The possible effect of size increase in Piana mice was evaluated based on the allometric direction estimated on the mainland sample. The direction of allometric change paralleled the Corsica–Piana direction as well (Table 5). As an attempt to assess whether this allometric change may account for the observed differentiation on Piana, an extrapolation was performed along the mainland allometric direction, by estimating the difference in shape corresponding to a size change from mainland to Piana values. The length of the vector corresponding to this extrapolated allometric change was only about half the difference observed between mainland and Piana mice (Fig. 5). Hence, neither plasticity nor allometry could account for the whole divergence of Piana mice. Both combined, however, were of the order of magnitude of the observed difference characterising the population of this islet.

All these vectors also correlated with p_max (V1_mainland), the direction of main variance within the mainland group. On the other hand, the change from mainland to Corsica and Sardinia correlated with the macro-evolutionary direction corresponding to a change from herbivory to omnivory (negative correlation with the difference between Mus–Mastomys–Apodemus and Arvicanthini), the amount of change being by far less than the macro-evolutionary difference. Both correlated with the second major axis of variance within the mainland population, V2_mainland.

The stability of the correlation between vectors representing various patterns of differentiation, regarding the initial sampling, was evaluated by correlating bootstrapped estimates of the initial vectors (Table 5). Results were coherent with those obtained for each vector (Table 4), robust correlations being observed between robustly estimated vectors. However, even vectors that displayed a relatively high variability in their bootstrapped estimates provided robust correlations. It was the case of the direction involving Piana (Corsica–Piana) as well as the allometric direction. The only vector leading to overall poor correlations was the difference Mainland–Sardinia.

Adaptation to a niche shift: a process over many generations on large islands

House mice on Corsica (Libois 1984; Granjon and Cheylan 1988) and Sardinia (Orsini 1982) occupy a broader range of habitats than on mainland, displaying successful outdoor populations that are rare on mainland even under favourable climatic conditions prevailing in the Mediterranean area, due to the competition with M. spretus. Such a shift in the ecological niche should involve a change in the average diet of the population, and an adaptive interpretation of the mandible shape evolution in Corsica and Sardinia is tempting. Such an interpretation finds support in the congruence between these vectors of change (mainland–Corsica and mainland–Sardinia) with the macro-evolutionary signal corresponding to the difference between omnivorous and herbivorous murine rodents (Fig. 5). Grass being very resistant to abrasion and mastication, the consumption of such food requires more powerful masticatory muscles. In agreement, herbivorous rodents display a more robust mandible with larger posterior processes serving as the zone of attachment to these muscles (Michaux et al. 2007a). Evolution of mice on Corsica and Sardinia correlated with this macro-evolutionary direction of change, although corresponding to a change towards a relatively more generalized, omnivorous diet. Possibly house mice in these outdoor populations increased the consumption of seeds, a food that crumbles during the mastication process and require relatively less force during mastication.
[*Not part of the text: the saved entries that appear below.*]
PR #4930, opened 2026-03-24
Fix: Unable to load frontend page after refreshing

shaohuzhang1:
Fix: Unable to load frontend page after refreshing


ui/src/utils/supPopover.ts
```diff
@@ -0,0 +1,165 @@
...
+    document.removeEventListener('mousemove', onMouseMove)
+    cleanupAutoUpdate?.()
+    tooltipEl?.remove()
+    tooltipEl = null
+    arrowEl = null
+    contentEl = null
+    currentSup = null
+    initialized = false
+  },
+}
```
shaohuzhang1, line 165: This TypeScript code for `supPopover.ts` looks mostly correct overall but has a few areas that could be improved for better performance, security, and maintainability:

1. **DOM Manipulation**: The code directly manipulates the DOM using methods like `.createElement()` and `.appendChild()`. This can lead to performance overhead if these operations are done frequently.

2. **Event Listeners**: Adding event listeners on `mousemove` with `{ passive: true }` might not be ideal if you want to prevent default behavior in some cases since it doesn't allow access to the `event.preventDefault()` method.

3. **Security Considerations**: You're sanitizing user input (`sup.dataset.title`) which is good practice, but ensure that this sanitization handles edge cases properly (e.g., potentially dangerous attributes).

4. **Memory Management**: It's important to manage memory effectively, especially with singletons where resources are shared across instances. In this case, ensuring cleanup of event handlers when destroyed helps avoid memory leaks.

5. **Error Handling**: Add error handling around async functions or critical sections to catch any unexpected errors gracefully.

6. **Code Optimization**: For repeated computations (like computing positions multiple times), consider caching results unless they change significantly.

Here’s an optimized version considering some of these points:

```typescript
import {
  computePosition,
  flip,
  offset,
  shift,
  arrow,
  autoUpdate,
  type Placement,
} from '@floating-ui/dom';
import DOMPurify from 'dompurify';

let tooltipEl: HTMLDivElement | null = null;
let arrowEl: HTMLDivElement | null = null;
let contentEl: HTMLDivElement | null = null;
let currentSup: HTMLElement | null = null;
let cleanupAutoUpdate: (() => void) | null = null;
let initialized = false;

// ---- 创建 tooltip DOM ----
function createTooltip(): { el: HTMLDivElement; arrowEl: HTMLDivElement; contentEl: HTMLDivElement } {
  const el = document.createElement('div');
  el.className = 'sup-popover';

  const inner = document.createElement('div');
  inner.className = 'sup-popover__content';
  el.appendChild(inner);

  const av = document.createElement('div');
  av.className = 'sup-popover__arrow';
  el.appendChild(av);

  document.body.appendChild(el);
  return { el, arrowEl: av, contentEl: inner };
}

// ---- 定位计算缓存 ----
type PositionCache = { reference: HTMLElement, result?: ReturnType<typeof computePosition> };

const positionCache: PositionCache[] = [];

// ---- 统一更新位置逻辑 ----
async function updatePosition(reference: HTMLElement): Promise<void> {
  let cachedResult = positionCache.find(cached => cached.reference === reference)?.result;
  
  if (!tooltipEl || !arrowEl || cachedResult == undefined) return;

  const { x, y, placement, middlewareData } = cachedResult ||
    (cachedResult =
      await computePosition(reference, tooltipEl, {
        placement: 'top',
        middleware: [offset(10), flip(), shift({ padding: 8 }), arrow({ element: arrowEl })],
      }));

  Object.assign(tooltipEl.style, { left: `${x}px`, top: `${y}px` });
  tooltipEl.dataset.placement = placement;

  const { x: ax, y: ay } = middlewareData.arrow ?? {};
  const side = placement.split('-')[0] as 'top' | 'bottom' | 'left' | 'right';
  const staticSide = { top: 'bottom', bottom: 'top', left: 'right', right: 'left' }[side];

  Object.assign(arrowEl.style, {
    left: '',
    top: '',
    right: '',
    bottom: '',
    ...(ax != null ? { left: `${ax}px` } : {}),
    ...(ay != null ? { top: `${ay}px` } : {}),
    [staticSide]: '-5px',
  });

  // Cache the updated position
  cachedResult!.x = x;
  cachedResult!.y = y;
}

// ---- 显示 / 隐藏 ----
function show(sup: HTMLElement): void {
  if (!tooltipEl || !contentEl || sup.disabled) return;

  const sanitizedContent = DOMPurify.sanitize((sup.dataset.title ?? '').trim());

  if (sanitizedContent.trim() === '') return hidden();

  tooltipEl.style.display = 'block';
  tooltipEl.style.pointerEvents = 'auto';

  if (!cleanupAutoUpdate) cleanupAutoUpdate = autoUpdate(sup, tooltipEl, () => updatePosition(sup));

  currentSup = sup;
}

function hide(): void {
  if (!tooltipEl) return;
  tooltipEl.style.display = 'none';
  cleanupAutoUpdate && cleanupAutoUpdate();
  cleanupAutoUpdate = null;
  currentSup = null;
}

// ------------------------------
document.addEventListener("touchstart", handleTouchStart, { passive: true });

let lastHoveredElement: HTMLElement | null = null;

async function handleTouchStart(event: TouchEvent): Promise<void> {
  // Handle touch events similarly to mouse enter/leave

  const relatedTarget = event.relatedTarget as HTMLElement | null;

  if (
    (relatedTarget === tooltipEl &&
      currentSup!.contains(relatedTarget)) ||
    !currentSup!
  ) {
    show(lastHoveredElement!);
    lastHoveredElement = currentSup!;
  }

  hide();
}

document.addEventListener('mouseleave', () => {
  hide();
});

// ---------------------------------
// 基础函数：用 pointer 路径判断是否在安全区内
// 记录鼠标坐标
let mouseX = 0;
let mouseY = 0;
window.addEventListener("mousemove", (e) => {
  mouseX = e.clientX;
  mouseY = e.clientY;
}, { passive: true });

function isMouseInsideSafeZone(): boolean {
  if (!tooltipEl || !lastHoveredElement) return false;

  const supRect = lastHoveredElement.getBoundingClientRect();
  const tipRect = tooltipEl.getBoundingClientRect();

  // 大约扩大到 4px，以防边界问题
  const pad = 4;
  const minX = Math.min(supRect.left, tipRect.left) - pad;
  const maxX = Math.max(supRect.right, tipRect.right) + pad;
  const minY = Math.min(supRect.top, tipRect.top) - pad;
  const maxY = Math.max(supRect.bottom, tipRect.bottom) + pad;

  return mouseX >= minX && mouseX <= maxX && mouseY >= minY && mouseY <= maxY;
}

function onMouseOver(target: EventTarget): void {
  const targetElement = target as HTMLElement | null;

  if (!targetElement) return;

  // 取出元素数据项进行标题解析和显示
  const sup = targetElement.closest('sup[data-title]');
 
  if (sup) {
    if (!currentSup) lastHoveredElement = sup;

    show(sup);
  }
}
```
- Added touch support and cleaned up existing logic appropriately.
- Improved error checking before showing/hiding tooltips.
- Slightly adjusted margin calculation.
- Added cache mechanism for computed positioning data.
- Minor adjustments to comments formatting and variable naming. 

Remember to test thoroughly after making changes to ensure compatibility and functionality remains as expected.

ui/src/styles/app.scss
```diff
@@ -565,3 +565,28 @@ h5 {
...
+}
+
+.sup-popover__arrow {
+  position: absolute;
+  width: 8px;
+  height: 8px;
+  background: #fff;
+  transform: rotate(45deg);
+  box-shadow: 1px 1px 4px rgba(0, 0, 0, 0.08);
+}
```
shaohuzhang1, line 592: The code appears to be syntactically correct and well-commented. However, there's one potential issue that could arise if used improperly:

**Issue:** The `.sup-popover` class uses `position: fixed`, which means it remains in its position relative to the viewport even when scrolling. This might not behave as expected on some responsive designs or pages.

**Optimization Suggestions:**

1. **Ensure Responsive Design:** It'd be better to use a more flexible positioning method like `relative` or `absolute` based on the layout requirements of your application, especially if you want the popover to dynamically adjust with screen size changes.

2. **Consider ARIA Roles:** If this component is part of an accessible interface, consider using aria roles (e.g., role="tooltip" for accessibility support) to ensure proper functionality for users with disabilities.

Here's how you can modify it briefly:

```css
.sup-popover {
  /* ... existing styles */
}
```

Remember, these suggestions should complement rather than replace any specific functionality or design decisions you have made regarding the `.sup-popover` element.

ui/src/App.vue
```diff
@@ -1,8 +1,4 @@
-<script setup lang="ts">
-import PopoverManager from '@/components/popover-manager/index.vue'
-</script>
-
+<script setup lang="ts"></script>
 <template>
   <RouterView />
-  <PopoverManager></PopoverManager>
 </template>
```
shaohuzhang1, line 4: The changes made to the provided Vue component seem generally fine for this minor update:

1. **Removed `<script setup>` Directive**: You removed the `lang="ts"` attribute from the `<script setup>` tag in favor of simply closing the tags without specifying a language. This change doesn't impact functionality but might be considered unnecessary redundancy.

2. **Comment Removed**: The original comment line with `-<PopoverManager></PopoverManager>` has been removed entirely. This is a good practice to reduce clutter.

Suggested Optimizations/Changes:
- Consider merging the two script blocks if they are logically related since you already define TypeScript (TS) in both (`lang="ts"`). If not, leaving them separate makes sense for clarity if there's more content in one block than the other.
  
Overall, the code remains clear and works correctly as intended based on the modifications mentioned.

Noteworthy, mice on Corsica and Sardinia displayed very similar mandible changes compared with mainland ones, despite rather different environments on both islands. This may be due to niche widening occurring on both islands and leading to parallel evolution, a process that might explain recurrent patterns of differentiation observed in insular rodents (Pergams and Ashley 2001). This may also arise from genetic closeness, as mice from both islands share common origins of colonization, and a subsequent evolution in relative isolation from the mainland but with gene flow among both islands thereafter (Navajas y Navarro and Britton-Davidian 1989). Both processes are not mutually exclusive and can both contribute to the morphological closeness of Corsican and Sardinian mandibles.

At what time did such an evolution occur? The house mouse started to spread and colonize the entire western Mediterranean basin since the first millennium BC, taking advantage of the extensive commercial exchanges of the Phoenicians and of foundation of Greek colonies (Cucchi and Vigne 2006). In agreement, the mouse appears in a Corsican archaeological sequence just under the layer dated 9th–5th centuries BC (Vigne and Valladas 1996). Hence, the process of morphological evolution on Corsica and Sardinia probably acted upon many generations of mice in well-established populations that did not suffer dramatic bottlenecks after their implantation (Navajas y Navarro and Britton-Davidian 1989).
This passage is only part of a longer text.